Was hätte Trump verloren, wenn er verurteilt worden wäre?

Der Tag des Amtsenthebungsurteils – der 13. Januar – war nur noch wenige Tage von der Amtseinführung von Präsident Joe Biden entfernt. Damals fragten sich einige, warum die Amtsenthebung gegen Trump, der nur noch sieben Tage in seiner Amtszeit hatte, so wichtig war. Selbst als der Prozess im Februar 2021 begann, fragten sich einige Amerikaner, ob es die richtige Vorgehensweise war, die Amtsenthebung eines ehemaligen Präsidenten voranzutreiben.

Nach dem tödlichen Pro-Trump-Mob letzte Woche im US-Kapitol trat der ehemalige Präsident Trump in Alamo, Texas, zum ersten Mal öffentlich auf.
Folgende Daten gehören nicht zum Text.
PR #1666, opened 2017-09-27
Fix iOS Headers and add custom URL Configuration initializer

msmollin:
The iOS Header implementation is currently non-functional as NSURLSession
makes a copy of the configuration (as documented). Fix for this is to
reset the URL session when new headers are installed. An alternative
instead of setting headers is to pass in a configuration at creation time.

### DIFF
--- a/platforms/ios/src/TangramMap/TGHttpHandler.mm
+++ b/platforms/ios/src/TangramMap/TGHttpHandler.mm
@@ -34,6 +34,18 @@
     return self;
 }
 
+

Foto mit freundlicher Genehmigung: Drew Angerer/Getty Images

Für Leute wie den Abgeordneten Katko und Senator Bernie Sanders (Dem-VT) könnten die Gründe für die Weiterentwicklung in einem Wort zusammengefasst werden: Präzedenzfall. Trump wurde wegen Anstiftung zum Aufstand angeklagt, was auf seine Weigerung zurückzuführen war, die Ergebnisse der Präsidentschaftswahlen 2020 zu akzeptieren (und zu kippen). 'Es muss klargestellt werden, dass kein Präsident, jetzt oder in Zukunft, einen Aufstand gegen die US-Regierung anführen kann.' Sanders hat getwittert Tage nach dem Angriff auf das Kapitol.
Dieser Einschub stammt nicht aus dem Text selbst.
Issue #1660, opened 2017-09-21
Address build issues with sqlite3 for ndk 15+


tallytalwar:
Currently we are including deprecated headers to avoid running into sqlite build issues with ndk 15.2+. But we will have to address this issue sooner than later as these headers will be excluded in the future ndk versions.

Reference: https://android.googlesource.com/platform/ndk/+/ndk-r15-release/docs/UnifiedHeaders.md
Sqlite3 issue on android ndk project: android-ndk/ndk#477

cleeus:
Right on time. I just got bitten by this.
I tried to build on iOS11. On iOS the OS-version of sqlite is used, which comes in a newer version which requires a newer SQLiteCpp because of slight header incompatibilities. So I tried to update SQLiteCpp. SQLiteCpp 2.2.0 comes with sqlite-3.20.1 bundled. When building on Android this fails because the new sqlite uses mmap.

I was able to fix/work around this by adding
target_compile_definitions(sqlite3 PRIVATE -DSQLITE_MAX_MMAP_SIZE=0 -DSQLITE_OMIT_WAL)
to the core/deps/SQLiteCpp/sqlite3/CMakeLists.txt. This disables the use of mmap in sqlite3. I'm not sure of this is the right fix.

tallytalwar:
Thanks @cleeus. This could be good, will try it out. Thanks

4brunu:
I was having the same issue, and this is what fixed for me.
https://github.com/couchbaselabs/couchbase-lite-libsqlcipher/pull/23

tallytalwar:
Resolved by #1667

PR #1667, opened 2017-09-28
Fix android with ndk15c without deprecated flags

tallytalwar:
- With ndk15c _FILE_OFFSET_BITS=64 took affect and required the availability of certain 64 bit
functions, which are not available in api levels below 21. (We require our min api level to be 15)
- This _FILE_OFFSET_BITS was explicitly set in sqlitecpp to 64 and hence caused build failures
because of missing symbols for the 64 bit equivalent methods for `lseek`, etc.

- For our android builds to work for api level 15+ (below 21) we are required to specify
_FILE_OFFSET_BITS=32 for sqlitecpp

A detailed explaination for this issue is available here:
https://android.googlesource.com/platform/bionic/+/master/docs/32-bit-abi.md

And I quote the main description from above:

> Android support for _FILE_OFFSET_BITS=64 (which turns off_t into off64_t and replaces each off_t function with its off64_t counterpart, such as lseek in the source becoming lseek64 at runtime) was added late. Even when it became available for the platform, it wasn‘t available from the NDK until r15. Before NDK r15, _FILE_OFFSET_BITS=64 silently did nothing: all code compiled with that was actually using a 32-bit off_t. With a new enough NDK, the situation becomes complicated. If you’re targeting an API before 21, almost all functions that take an off_t become unavailable. You‘ve asked for their 64-bit equivalents, and none of them (except lseek/lseek64) exist. As you increase your target API level, you’ll have more and more of the functions available. API 12 adds some of the <unistd.h> functions, API 21 adds mmap, and by API 24 you have everything including <stdio.h>. See the linker map for full details.

Addressed #1660 

Note: Should go in after `0.8.1` release.

### DIFF
--- a/core/deps/CMakeLists.txt
+++ b/core/deps/CMakeLists.txt
@@ -78,6 +78,14 @@ add_subdirectory(SQLiteCpp)
 # Extensions aren't needed for MBTiles and aren't available in older versions of sqlite3.
 target_compile_definitions(SQLiteCpp PRIVATE SQLITE_OMIT_LOAD_EXTENSION)
 
+# needed for sqlite3 to work for ndk15c+ and android api level < 21
+# refer:
+# https://github.com/android-ndk/ndk/issues/477 and
+# https://android.googlesource.com/platform/bionic/+/master/docs/32-bit-abi.md
+if (ANDROID)
+    target_compile_definitions(sqlite3 PRIVATE _FILE_OFFSET_BITS=32)
+endif()
+
 ## double-conversion ##
 #######################
 add_subdirectory(double-conversion)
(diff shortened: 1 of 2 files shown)


core/CMakeLists.txt
```diff
@@ -74,6 +74,14 @@ else()
   target_link_libraries(${LINK_LIBRARIES})
 endif ()
 
+# needed to SQLITECPP to work for ndk15c+ and android api level < 21
+# refer:
+# https://github.com/android-ndk/ndk/issues/477 and
+# https://android.googlesource.com/platform/bionic/+/master/docs/32-bit-abi.md
+if (ANDROID)
+    add_definitions(-D_FILE_OFFSET_BITS=32)
```
matteblair: Can we add this flag to just the SQLiteCpp project and not the whole core library? We should be able to add it here, just like this other definition: https://github.com/tangrams/tangram-es/blob/master/core/deps/CMakeLists.txt#L79

tallytalwar: Sure, will update

tallytalwar:
Hmm.. interestingly this solution stopped working with updates to SQLiteCpp. There could be more here, but so far nothing successful with updated SQLiteCpp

Die Befürworter von Trumps zweiter Amtsenthebung wollten nicht nur nicht, dass sich andere (oder zukünftige) Aufrührer ermutigt fühlen, sondern glaubten auch, dass dies ihm die Tür öffnen würde, um seine Vorteile nach der Präsidentschaft zu verlieren – und sie hätten Recht. Da sein Prozess jedoch nach seiner Abwesenheit stattfand, hätten diese Auswirkungen etwas anders ausgesehen.
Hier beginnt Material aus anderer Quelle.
PR #1668, opened 2017-09-28
Fix path resolution for local paths mixed with absolute URLs

matteblair:
I think this solves the same issue as https://github.com/tangrams/tangram-es/pull/1658 but with a more limited code change.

'Der Former Presidents Act bietet Ex-Präsidenten eine Reihe von Vorteilen, darunter eine jährliche Rente in Höhe von 200.000 US-Dollar, eine Reisekostenpauschale, lebenslange Geheimdienstinformationen und mehr', sagte James Curry, außerordentlicher Professor für Politikwissenschaft an der University of Utah ABC4 . Curry stellt fest, dass Trump 'die Rente und andere Geldleistungen [verloren] hätte, aber nicht den Schutz des Geheimdienstes', wenn er vor dem 20. Januar aus dem Amt entfernt worden wäre. Während Trump diese Geldleistungen behielt, standen andere Privilegien noch auf dem Spiel. Im Falle einer Verurteilung hätte der Senat ihn dann von einer künftigen Kandidatur ausschließen können.